Don't go overboard, but a little offset can go a long way

------
jasim
Tailwind is the best thing that has happened to CSS Frameworks in the last 10
years.

* Define the essence of your design in a JSON - typography, colors, spacings, shadows, borders et al.

* Anyone in the team including backend developers can create new interface components without waiting on a designer, thanks to well-defined scales that compose well.

* The component (HTML+CSS) is the unit of abstraction. eg: "ProfileCard". Inside ProfileCard you'll use Tailwind's utility classes to build your component. You reuse this component everywhere, and if you have to "change a button's padding across the product" (which to me is far too rare) you open your component files and change them there.

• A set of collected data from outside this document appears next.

PR #246, opened 2017-05-03
Update Microsoft.Azure.KeyVault version to 2.2.1-preview

JunTaoLuo:
This version is being verified by @pakrym now. Once verified and pushed to nuget we can update this version in Configuration.AzureKeyVault.

This will fix the issue https://github.com/Azure/azure-sdk-for-net/issues/3003 and will unblock https://github.com/aspnet/MetaPackages/issues/21 where we want to include this in the metapackage and runtime store.

### DIFF
--- a/src/NuGetPackageVerifier/third-party.json
+++ b/src/NuGetPackageVerifier/third-party.json
@@ -19,7 +19,7 @@
     "Microsoft.ApplicationInsights.AspNetCore": [ "2.0.0" ],
     "Microsoft.AspNet.Identity.EntityFramework": [ "2.2.1" ],
     "Microsoft.AspNet.WebApi.Client": [ "5.2.2" ],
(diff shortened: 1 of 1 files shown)


JunTaoLuo:
@pakrym found another problem where one of the transitive dependencies of M.Azure.KeyVault, Microsoft.Rest.ClientRuntime 2.3.6 also restricts the version of Newtonsoft.Json to less than 10. We may not be able to make this change.

JunTaoLuo:
Merged in https://github.com/aspnet/BuildTools/commit/5b4ff0e5f784f33308a8d6384aa5446b5f94340c

th3morg:
This should be reopened. The issue is happening again in the latest build.

Eilon:
@th3morg can you log a new issue with details of what's happening? Please include any relevant version details, logs, error messages, stack traces, etc.

PR #249, opened 2017-05-05
Add package names to already-owned-packages

jbagga:
Some packages were missing from the already-owned-packages list.

cc @Eilon


src/NuGetPackageVerifier/already-owned-packages.txt
```diff
@@ -68,6 +80,7 @@ Microsoft.AspNetCore.Proxy
 Microsoft.AspNetCore.Razor
 Microsoft.AspNetCore.Razor.Design
 Microsoft.AspNetCore.Razor.Evolution
```
ajaybhargavb: This doesn't exist anymore. `Evolution` was renamed to `Language`. Please make sure there aren't any other non-existent packages in this list.

PR #250, opened 2017-05-05
Update AppInsights Version

pakrym:
React to version change in https://github.com/aspnet/AzureIntegration/pull/46


JunTaoLuo:
Pretty sure we don't but does this need OSS approval cc @Eilon ?

PR #252, opened 2017-05-10
Add some more Razor tooling dependencies on VS

rynowak:
Microsoft.VisualStudio.Editor
Microsoft.VisualStudio.Text.UI

Both of these at 15.0.26201 which is the VS 2017 RTW version.


rynowak:
@Eilon signed off in person

Issue #146, opened 2017-01-13
API Check should catch `abstract` additions to `public` classes


dougbu:
For example, I added the `abstract` [`ShouldValidate`](https://github.com/aspnet/Mvc/pull/5676/files#diff-438d1905c3cf0d136b093a030abe0d41R304) property to [`ModelMetadata`](https://github.com/aspnet/Mvc/blob/90edf480917cfb4d8e67a3cdc0493f97e08f015b/src/Microsoft.AspNetCore.Mvc.Abstractions/ModelBinding/ModelMetadata.cs) in aspnet/Mvc#5676. But, the [AppVeyor build](https://ci.appveyor.com/project/aspnetci/mvc/build/1.0.7886) and all other command-line builds succeeded.

Yes, there's a bug in @dougbu as well.

dougbu:
- 3596a1f
- aspnet/EntityFramework@284f1e6
- aspnet/HttpAbstractions@5b9e129
- aspnet/Mvc@9f4ff22

PR #259, opened 2017-05-19
Disallow new `abstract` type members

dougbu:
- #146
- also add tests of field removals

nits:
- whitespace cleanup in `ApiListingGenerator` and `ApiListingComparerTests`
- remove unused `additionalFilters` parameter from `ApiListingComparerTests.CreateApiListingDocument()`

### DIFF
--- a/test/ApiCheck.Test/ApiListingComparerTests.cs
+++ b/test/ApiCheck.Test/ApiListingComparerTests.cs
@@ -1,4 +1,4 @@
-﻿// Copyright (c) .NET Foundation. All rights reserved.
+// Copyright (c) .NET Foundation. All rights reserved.
 // Licensed under the Apache License, Version 2.0. See License.txt in the project root for license information.
 
 using System;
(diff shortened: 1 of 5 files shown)


test/ApiCheck.Test/ApiListingComparerTests.cs
```diff
@@ -80,6 +79,68 @@ public void Compare_Detects_TypeGenericAritybreakingChanges_as_removal()
...
+        [InlineData("public struct ComparisonScenarios.StructToRemoveFieldsFrom")]
+        public void Compare_DetectsAllFieldRemovals(string typeToCheck)
+        {
+            // Arrange
+            var v1ApiListing = CreateApiListingDocument(V1Assembly);
+            var v2ApiListing = CreateApiListingDocument(V2Assembly);
+            var comparer = new ApiListingComparer(v1ApiListing, v2ApiListing);
+
+            // Oops. The NewInternalProperty addition is a breaking change; makes it impossible to subclass type in
+            // another assembly.
```
dougbu: @Eilon these "oops" comments are about corner cases. Worth filing bugs?

Eilon: Sorry I don't understand the comment in the code. What is "oops" about it? And what is the issue?

dougbu: API check doesn't complain when an `internal abstract` member is added though that is a significant breaking change -- prevents creation of a subclass outside the defining assembly. As I said, it's a corner case but "oops", something is slipping though&hellip;

test/ApiCheck.Test/ApiListingComparerTests.cs
```diff
@@ -80,6 +79,68 @@ public void Compare_Detects_TypeGenericAritybreakingChanges_as_removal()
...
+                new BreakingChange(
+                    typeToCheck,
+                    "public const System.Int32 ConstToChangeValue = 1",
+                    ChangeKind.Removal),
+                // Removing a const doesn't cause a binary incompatibilty but often causes problems.
+                new BreakingChange(
+                    typeToCheck,
+                    "public const System.Int32 ConstToMakeField = 2",
+                    ChangeKind.Removal),
+                // Oops. Making a field writable is not technically a breaking change.
```
dougbu: And the oops here is that API Check is disallowing a non-breaking change to a field. This one is also a corner case and it's also easy to work around (with entries in the breaking change files).

dougbu:
3596a1f

Issue #266, opened 2017-06-01
ThirdParty.json shouldn't be tied to NuGetPackageVerifier


ajaybhargavb:
Right now whenever we have to add an entry to third-party.json, we need get the latest build of NPV for it to work. We should instead have the json at a different location and have NPV read from it on every run. This would make this much simpler.

@ryanbrandenburg @pakrym

pakrym:
Which different location do you have in mind?

ajaybhargavb:
I was thinking Coherence-Signed but I checked and we also run this check as part of individual builds. So not sure what would be the right location. Do you have any suggestions?

natemcmaster:
+1. We've been burned by this a few times now. We have to spin a new build of NGPV every time we need to change third-party dependencies.

PR #275, opened 2017-06-19
Add SQLitePCLRaw 1.1.6 to allowed third-party dependencies

natemcmaster:
This version of SQLitePCLRaw fixes issues with netstandard2.0 and AssetTargetFallback.

cc @Eilon  - OSS approval


src/NuGetPackageVerifier/third-party.json
```diff
@@ -41,11 +41,11 @@
...
-    "SQLitePCLRaw.bundle_green": [ "1.1.3", "1.1.5" ],
-    "SQLitePCLRaw.core": [ "1.1.3", "1.1.5" ],
-    "SQLitePCLRaw.lib.e_sqlite3.v110_xp": [ "1.1.3", "1.1.5" ],
-    "SQLitePCLRaw.lib.e_sqlite3.linux": [ "1.1.3", "1.1.5" ],
-    "SQLitePCLRaw.lib.e_sqlite3.osx": [ "1.1.3", "1.1.5" ],
+    "SQLitePCLRaw.bundle_green": [ "1.1.3", "1.1.5", "1.1.6" ],
+    "SQLitePCLRaw.core": [ "1.1.3", "1.1.5", "1.1.6" ],
+    "SQLitePCLRaw.lib.e_sqlite3.v110_xp": [ "1.1.3", "1.1.5", "1.1.6" ],
+    "SQLitePCLRaw.lib.e_sqlite3.linux": [ "1.1.3", "1.1.5", "1.1.6" ],
+    "SQLitePCLRaw.lib.e_sqlite3.osx": [ "1.1.3", "1.1.5", "1.1.6" ],
```
bricelam: Do we need the closure or can the *.lib.* ones be removed?

natemcmaster: Not sure. @pakrym does this list flatten dependencies? Or does it only check explicit `PackageReference`'s?

pakrym: It only checks direct `PackageReference`'s

natemcmaster: Ok. We can reduced to just .core and .bundle_green after https://github.com/aspnet/MetaPackages/pull/164

JunTaoLuo: Do we need the previous versions? Shouldn't only 1.1.6 be needed?

natemcmaster: If the tool versioned with our code, I would delete old versions. But in theory old builds of the code might be built with new versions of the tool. Ideally this config data won't ship in the tool. #266

natemcmaster:
Closing. This version of SQLite bundled in this update appears to includes a regression in LEFT JOIN. Let's not update until we have a fix or a different bundled version.

PR #278, opened 2017-06-23
Produce KoreBuild as a compiled artifact

natemcmaster:
- Refactored KoreBuild scripts to be reusable functions
- Removed KoreBuild's dependency on Microsoft.Common.targets
- Fixed a minor bug in ZipArchive task
- Add functional tests for a simple KoreBuild repo
- Rewrite the bootstrapper scripts to pull from Azure storage blobs

Part of https://github.com/aspnet/KoreBuild/issues/258


natemcmaster:
See https://github.com/aspnet/specs/blob/master/runtime/design-notes/2017-06-19-build-korebuild.md for the high-level description of what this is about.

.travis.yml
```diff
@@ -0,0 +1,26 @@
+language: csharp
```
natemcmaster: @pranavkm do you have the ability to enable Travis for this repo? It would be good to enable so we can ensure the functional tests pass on Linux

pranavkm: I don't think so. Perhaps @muratg might?

natemcmaster: Hmm, @muratg doesn't either, and @Eilon is OOF.

test/KoreBuild.FunctionalTests/KoreBuild.FunctionalTests.csproj
```diff
@@ -0,0 +1,16 @@
+<Project Sdk="Microsoft.NET.Sdk">
+
+<Import Project="..\..\build\common.props" />
+
+  <PropertyGroup>
+    <TargetFramework>netcoreapp2.0</TargetFramework>
+  </PropertyGroup>
+
+  <ItemGroup>
+    <PackageReference Include="Microsoft.Extensions.CommandLineUtils.Sources" Version="$(AspNetCoreVersion)" PrivateAssets="All" />
```
pranavkm: I'm wary of doing this - if we were to bootstrap from scratch, this ends up being a cycle. Can we just copy this file from source \ use the one that's already here?

test/BuildTools.Tasks.Tests/ZipArchiveTest.cs
```diff
@@ -92,6 +92,40 @@ public void CreatesZip()
             }
         }
 
+        [Fact]
+        public void FailsForEmptyFileName()
```
pranavkm: Separate commit. Seems entirely unrelated to the KoreBuild change.

sdk/KoreBuild/modules/sharedsources/sharedsources.csproj
```diff
@@ -0,0 +1,43 @@
...
+      <Pack>true</Pack>
+      <PackagePath>$(ContentTargetFolders)\any\any\</PackagePath>
+    </EmbeddedResource>
+  </ItemGroup>
+
+  <ItemGroup>
+    <PackageReference Update="@(PackageReference)" PrivateAssets="All" />
+  </ItemGroup>
+
+</Project>
```
pranavkm: new lines at EOF

test/KoreBuild.FunctionalTests/KoreBuild.FunctionalTests.csproj
natemcmaster: That's a good observation, and one I plan to address in a follow-up as a part of the "version pinning" work. For now, this repo already has a bunch of dependencies on aspnetcore packages, so it will be a big change that will affect existing tools.

test/BuildTools.Tasks.Tests/ZipArchiveTest.cs
natemcmaster: I discovered this bug it while using the ZipArchive task to produce the korebuild artifact.

natemcmaster: but I'll move to separate commit to keep history cleaner

PR #290, opened 2017-07-05
Updated properties to generate nuget package's nuspec properties

kichalla:
Fixes: https://github.com/aspnet/Coherence-Signed/issues/564

- A follow up PR would be to remove this https://github.com/aspnet/Coherence-Signed/blob/dev/build/Legacy-MsBuild.targets#L83

### DIFF
--- a/src/Internal.AspNetCore.Sdk/build/Common.props
+++ b/src/Internal.AspNetCore.Sdk/build/Common.props
@@ -12,12 +12,14 @@ Usage: this should be imported once via NuGet at the top of the file.
   <PropertyGroup>
     <Authors>Microsoft</Authors>
     <Company>Microsoft Corporation.</Company>
-    <Copyright>© Microsoft Corporation. All rights reserved.</Copyright>
+    <Copyright>Copyright © Microsoft Corporation</Copyright>
     <IncludeSymbols>true</IncludeSymbols>
     <NeutralLanguage>en-US</NeutralLanguage>
     <NoPackageAnalysis>true</NoPackageAnalysis>
-    <ProjectUrl>https://asp.net</ProjectUrl>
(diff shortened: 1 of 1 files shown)


src/Internal.AspNetCore.Sdk/build/Common.props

* It is so easy to build UIs - you don't have to name every single element in the DOM - these names are _only_ to act as "hooks" into the CSS, and serve no abstraction. With Utility classes you can just assemble them in the HTML without touching the CSS

* Tailwind has excellent documentation and great conventions - this means between projects all you need to know is their particular scale. Don't have to learn a new UI framework everytime.

* Consistency, consistency! Thanks to design scales.

* Works so well for custom UIs. Have your designer do absolutely original designs in Sketch, and first transcribe their scales into tailwind.config.js, and voila! start pushing out its HTML at breakneck speed.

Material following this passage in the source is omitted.